** Data shown follows **
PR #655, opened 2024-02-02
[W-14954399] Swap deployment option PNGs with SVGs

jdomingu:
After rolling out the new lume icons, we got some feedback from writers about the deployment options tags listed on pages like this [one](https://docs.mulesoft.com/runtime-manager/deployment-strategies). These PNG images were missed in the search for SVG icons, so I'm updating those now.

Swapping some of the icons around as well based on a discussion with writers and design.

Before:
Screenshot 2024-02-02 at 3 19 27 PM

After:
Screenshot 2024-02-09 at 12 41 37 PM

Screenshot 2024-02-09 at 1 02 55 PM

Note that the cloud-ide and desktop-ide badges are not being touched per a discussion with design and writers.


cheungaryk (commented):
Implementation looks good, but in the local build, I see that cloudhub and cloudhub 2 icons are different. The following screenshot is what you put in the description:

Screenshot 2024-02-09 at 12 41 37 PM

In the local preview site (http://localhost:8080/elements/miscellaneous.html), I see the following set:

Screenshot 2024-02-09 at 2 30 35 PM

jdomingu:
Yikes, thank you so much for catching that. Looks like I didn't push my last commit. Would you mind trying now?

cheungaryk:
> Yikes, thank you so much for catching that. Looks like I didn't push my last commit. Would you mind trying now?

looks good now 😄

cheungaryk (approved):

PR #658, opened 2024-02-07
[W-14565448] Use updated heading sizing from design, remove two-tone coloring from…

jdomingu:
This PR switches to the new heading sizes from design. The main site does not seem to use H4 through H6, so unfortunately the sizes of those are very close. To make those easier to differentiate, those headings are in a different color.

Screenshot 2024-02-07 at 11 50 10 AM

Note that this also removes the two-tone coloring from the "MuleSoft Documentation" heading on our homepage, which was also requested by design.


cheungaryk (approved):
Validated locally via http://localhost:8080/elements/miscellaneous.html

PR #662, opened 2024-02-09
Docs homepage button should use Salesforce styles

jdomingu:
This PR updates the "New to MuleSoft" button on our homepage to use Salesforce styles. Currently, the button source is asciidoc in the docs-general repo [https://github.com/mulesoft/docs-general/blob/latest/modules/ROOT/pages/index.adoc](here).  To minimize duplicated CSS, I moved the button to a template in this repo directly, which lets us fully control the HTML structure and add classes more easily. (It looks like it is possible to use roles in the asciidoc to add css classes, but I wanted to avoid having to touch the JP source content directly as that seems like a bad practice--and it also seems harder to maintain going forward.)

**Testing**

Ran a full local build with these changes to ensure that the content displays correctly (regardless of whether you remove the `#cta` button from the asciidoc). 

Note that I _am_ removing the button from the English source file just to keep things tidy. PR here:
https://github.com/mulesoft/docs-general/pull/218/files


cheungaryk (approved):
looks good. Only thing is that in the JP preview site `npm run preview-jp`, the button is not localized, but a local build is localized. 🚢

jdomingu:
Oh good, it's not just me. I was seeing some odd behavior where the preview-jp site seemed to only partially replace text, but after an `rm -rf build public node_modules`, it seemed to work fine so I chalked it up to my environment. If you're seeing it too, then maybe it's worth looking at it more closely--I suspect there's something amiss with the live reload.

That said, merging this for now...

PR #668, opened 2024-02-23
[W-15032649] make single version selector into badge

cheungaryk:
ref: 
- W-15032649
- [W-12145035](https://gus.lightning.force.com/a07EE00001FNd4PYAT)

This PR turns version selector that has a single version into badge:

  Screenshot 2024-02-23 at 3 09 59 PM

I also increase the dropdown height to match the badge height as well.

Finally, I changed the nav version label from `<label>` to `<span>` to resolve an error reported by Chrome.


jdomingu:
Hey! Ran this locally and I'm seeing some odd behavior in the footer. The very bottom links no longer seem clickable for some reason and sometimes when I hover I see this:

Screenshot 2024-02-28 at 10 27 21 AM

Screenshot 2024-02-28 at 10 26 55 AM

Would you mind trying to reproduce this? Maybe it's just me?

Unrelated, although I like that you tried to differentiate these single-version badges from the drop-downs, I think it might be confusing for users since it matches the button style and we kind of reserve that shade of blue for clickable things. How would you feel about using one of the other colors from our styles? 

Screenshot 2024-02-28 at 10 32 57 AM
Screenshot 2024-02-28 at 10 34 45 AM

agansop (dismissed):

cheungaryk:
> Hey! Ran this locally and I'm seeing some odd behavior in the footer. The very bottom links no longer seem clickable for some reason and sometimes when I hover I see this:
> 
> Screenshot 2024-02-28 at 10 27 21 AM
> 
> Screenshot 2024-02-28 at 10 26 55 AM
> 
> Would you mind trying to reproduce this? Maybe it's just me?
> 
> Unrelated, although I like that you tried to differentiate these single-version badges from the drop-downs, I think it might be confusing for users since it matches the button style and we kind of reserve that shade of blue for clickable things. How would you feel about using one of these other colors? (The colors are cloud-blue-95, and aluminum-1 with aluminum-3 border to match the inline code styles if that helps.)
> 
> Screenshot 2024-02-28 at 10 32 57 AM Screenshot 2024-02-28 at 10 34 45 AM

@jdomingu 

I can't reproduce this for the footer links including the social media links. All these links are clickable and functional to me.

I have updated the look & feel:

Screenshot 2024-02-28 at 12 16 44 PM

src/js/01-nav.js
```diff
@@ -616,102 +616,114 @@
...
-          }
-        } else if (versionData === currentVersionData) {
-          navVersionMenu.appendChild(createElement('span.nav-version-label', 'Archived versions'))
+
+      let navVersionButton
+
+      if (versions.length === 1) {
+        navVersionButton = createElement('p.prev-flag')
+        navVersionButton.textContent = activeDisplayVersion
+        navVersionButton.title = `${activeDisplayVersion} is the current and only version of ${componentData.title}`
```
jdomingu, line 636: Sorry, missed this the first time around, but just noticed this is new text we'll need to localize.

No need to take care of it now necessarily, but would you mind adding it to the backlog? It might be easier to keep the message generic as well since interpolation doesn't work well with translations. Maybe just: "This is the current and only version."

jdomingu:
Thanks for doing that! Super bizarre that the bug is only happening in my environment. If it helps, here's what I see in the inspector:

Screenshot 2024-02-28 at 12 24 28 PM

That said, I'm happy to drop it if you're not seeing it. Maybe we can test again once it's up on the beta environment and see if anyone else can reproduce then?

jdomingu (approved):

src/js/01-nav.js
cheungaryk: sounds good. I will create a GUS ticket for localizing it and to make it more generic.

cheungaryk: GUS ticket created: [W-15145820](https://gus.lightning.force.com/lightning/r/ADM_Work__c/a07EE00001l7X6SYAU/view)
** End of Data shown **
Problem. Identify how many lines in the entries above include the string "sometimes", then state that number alone.

Exercise output. 2